13:53 < jnewbery> here's a blog post I wrote about script caching when it was introduced: https://bitcointechtalk.com/whats-new-in-bitcoin-core-v0-15-part-5-6a9cfa85821f
13:54 < jnewbery> ariard: exactly correct. The cache entry includes which script flags were used in verification
13:55 < jnewbery> that's one of the obscure reasons that we call CheckInputsFromMempoolAndCache() later - it's so we verify the scripts according to the consensus rules of the next block
13:55 < jnewbery> so according to that blog post, block validation is ~40-50% faster with script caching
13:56 < jonatack> How does this change affect RPC methods such as testmempoolaccept?

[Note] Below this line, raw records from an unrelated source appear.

PR #377, opened 2020-05-25
Add split audio track source

djee-ms:
Split the audio track source from the audio track, to allow sharing
across peer connections.

This change splits the former local audio track into 2 separate
components:
- The audio track source, which generates the raw audio frames,
  generally from a local audio capture device (microphone) but not
  necessarily. At this time only device-based sources are supported
  though. The audio track source is not associated with any peer
  connection in particular, and can be shared amongst any number of
  local audio tracks, from the same peer connection or not.
- The local audio track, which is associated with a particular peer
  connection, and which is a slim bridge between an audio track source
  and the audio transceiver of the peer connection.

This change adds support to the native and C# libraries only.

### DIFF
--- a/libs/Microsoft.MixedReality.WebRTC/AudioTrackSource.cs
+++ b/libs/Microsoft.MixedReality.WebRTC/AudioTrackSource.cs
@@ -1,0 +1,176 @@
+// Copyright (c) Microsoft Corporation.
+// Licensed under the MIT License.
+
+using System;
+using System.Collections.Generic;
+using System.Diagnostics;
+using System.Threading.Tasks;
+using Microsoft.MixedReality.WebRTC.Interop;
+
+namespace Microsoft.MixedReality.WebRTC
+{
+    /// <summary>
+    /// Configuration to initialize capture on a local audio device (microphone).
+    /// </summary>
+    public class LocalAudioDeviceInitConfig
+    {
+        /// <summary>
+        /// Enable automated gain control (AGC) on the audio device capture pipeline.
+        /// </summary>
+        public bool? AutoGainControl = null;
+    }
+
+    /// <summary>
+    /// Audio source for WebRTC audio tracks.
+    /// 
+    /// The audio source is not bound to any peer connection, and can therefore be shared by multiple audio
+    /// tracks from different peer connections. This is especially useful to share local audio capture devices
+    /// (microphones) amongst multiple peer connections when building a multi-peer experience with a mesh topology
+    /// (one connection per pair of peers).
+    /// 
+    /// The user owns the audio track source, and is in charge of keeping it alive until after all tracks using it
+    /// are destroyed, and then dispose of it. The behavior of disposing of the track source while a track is still
+    /// using it is undefined. The <see cref="Tracks"/> property contains the list of tracks currently using the
+    /// source.
+    /// </summary>
+    /// <seealso cref="LocalAudioTrack"/>
+    public class AudioTrackSource : IDisposable
+    {
+        /// <summary>
+        /// A name for the audio track source, used for logging and debugging.
+        /// </summary>
+        public string Name
+        {
+            get
+            {
+                // Note: the name cannot change internally, so no need to query the native layer.
+                // This avoids a round-trip to native and some string encoding conversion.
+                return _name;
+            }
+            set
+            {
+                AudioTrackSourceInterop.AudioTrackSource_SetName(_nativeHandle, value);
+                _name = value;
+            }
+        }
+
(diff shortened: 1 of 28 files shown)


libs/Microsoft.MixedReality.WebRTC/AudioTrackSource.cs
```diff
@@ -0,0 +1,176 @@
...
+            {
+                AudioTrackSourceInterop.AudioTrackSource_SetName(_nativeHandle, value);
+                _name = value;
+            }
+        }
+
+        /// <summary>
+        /// List of local audio tracks this source is providing raw audio frames to.
+        /// </summary>
+        public List<LocalAudioTrack> Tracks { get; private set; } = new List<LocalAudioTrack>();
```
fibann, line 60: This should be an `IEnumerable` property (or users might add stuff to the list) and possibly contain an instance of some read-only enumerable internal class (or users might cast the property value to a List and still wreak havoc - a bit defensive but the only way to be sure).

djee-ms: Seems `IReadOnlyList<T>` is even better as it exposes `[]` and `Count`, which are always handy to have for the user.

djee-ms: Fixed.

libs/mrwebrtc/include/audio_track_source_interop.h
```diff
@@ -0,0 +1,76 @@
...
+/// Register a custom callback to be called when the audio track source produced
+/// a frame.
+/// WARNING: The default platform source internal implementation currently does
+/// not hook those callbacks, and therefore the callback will never be called.
+/// This is a limitation of the underlying implementation.
+/// See https://bugs.chromium.org/p/webrtc/issues/detail?id=11602
+MRS_API void MRS_CALL mrsAudioTrackSourceRegisterFrameCallback(
+    mrsAudioTrackSourceHandle source_handle,
+    mrsAudioFrameCallback callback,
+    void* user_data) noexcept;
```
fibann, line 74: If this is never called, can we leave it out/commented? It's public API and we'd better not have people taking a dependency on it, if there's the risk that we'll have to write it differently when/if it actually works!

djee-ms: I can comment it out.

djee-ms: Fixed.

libs/Microsoft.MixedReality.WebRTC/LocalAudioTrack.cs
```diff
@@ -77,63 +82,70 @@ public bool Enabled
...
-        /// <remarks>
-        /// On UWP this requires the "microphone" capability.
-        /// See <see href="https://docs.microsoft.com/en-us/windows/uwp/packaging/app-capability-declarations"/>
-        /// for more details.
-        /// </remarks>
-        public static Task<LocalAudioTrack> CreateFromDeviceAsync(LocalAudioTrackSettings settings = null)
+        /// <param name="source">The track source which provides the raw audio frames to the newly created track.</param>
+        /// <param name="initConfig">Configuration to initialize the track being created.</param>
+        /// <returns>Asynchronous task completed once the track is created.</returns>
+        public static Task<LocalAudioTrack> CreateFromSourceAsync(AudioTrackSource source, LocalAudioTrackInitConfig initConfig)
```
fibann, line 93: Does this still need to be async?

libs/mrwebrtc/src/media/audio_track_source.h
```diff
@@ -0,0 +1,116 @@
...
+  SourceState state() const override { return state_; }
+  bool remote() const override { return false; }
+
+  //
+  // AudioSourceInterface
+  //
+
+  // Sets the volume of the source. |volume| is in  the range of [0, 10].
+  // TODO(tommi): This method should be on the track and ideally volume should
+  // be applied in the track in a way that does not affect clones of the track.
```
fibann, line 45: Remove TODO (also below)

libs/Microsoft.MixedReality.WebRTC/LocalAudioTrack.cs
djee-ms: No; that's one of the next reviews after this one :)

libs/mrwebrtc/src/media/audio_track_source.h
djee-ms: Fixed.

13:56 < jnewbery> (or put differently, breaking script caching would ~double block validation time)
13:57 < ariard> Hmmm verifying the scripts according to the consensus rules of the next block, it's really obscure it's in case of softfork ?
13:57 < digi_james> jonatack: as of the current PR, it will return consensus failure
13:57 < digi_james> with script errors, but the 2nd check for policy failure has been removed.
13:58 < digi_james> But the rpc call adds a single_threaded_validation argument, so the inputs are checked in sequence
13:58 < jonatack> thanks!
13:58 < digi_james> ....which allows the caller to receive specific script errors, unlike the parallel case
13:59 < digi_james> Previously, you would get policy or consensus failures
13:59 < jnewbery> ariard: yes that's particularly obscure, but just the fact that we're calling CheckInputs() again seems pretty weird until you realise it's specifically for caching
13:59 < digi_james> That no longer the case
13:59 < ariard> I mean CheckInputsFromMempoolAndCache seems only an optimization in case of softfork activation, which doesn't happen often,so you add a burden for every tx getting into memppol
13:59 < hugohn> jnewbery: the script caching is fixed with this commit, correct? https://github.com/bitcoin/bitcoin/pull/15169/commits/39dfbc9d5e58bdecac52267336ecf532c99de9a2
14:00 < jnewbery> ariard: no, it's an optimization for all txs
14:00 < hugohn> scriptExecutionCache.insert(hash_cache_entry); is called in the running parallel case
14:00 < jnewbery> before CheckInputsFromMempoolAndCache we haven't validated the scripts according to consensus rules
14:00 < ariard> but couldn't we cache at once in the first calls of CheckInputs ?
14:01 < ariard> oh gotcha it's because the check against consensus rules is only in case of standardness check failure
14:01 < jnewbery> ariard: no, because the first time round, if the scripts succeed verification with policy rules, we don't check against consensus rules
14:01 < jnewbery> exactly
14:01 < ariard> that's weird
14:02 < fjahr> Before everyone leaves, question on code structure/naming: I would like to understand the reasoning for wrapping CheckInputs() in RunCheckInputsMaybeParallel(). Rather than that I would probably have put that logic into ChecksInputs() itself and then have it delegate to CheckInputsParallel() or so. I would like to understand if there are other factors at play that I am not seeing, like keeping the changes in
14:02 < fjahr> CheckInputs() as minimal as possible for example. Then the chosen structure would make more sense to me.
14:03 < digi_james> +1
14:03 < jnewbery> I also thought that was a bit weird, but didn't look into alternative ways of doing it
14:04 < digi_james> Ok, if you don't mind, Id suggest wrapping it up here.
14:04 < jnewbery> Thanks digi_james!
14:04 < PaulTroon> +1
14:04 < digi_james> jnewbery: Cheer!
14:04 < digi_james> *Cheers
14:04 < jnewbery> Tough PR this week. Great job uncovering the subtleties.
14:04 < hugohn> wouldn't one reason be that CheckInputs() is also called by BlockConnected(), which already does things in parallel?
14:05 < jonatack> Thanks digi_james and everyone!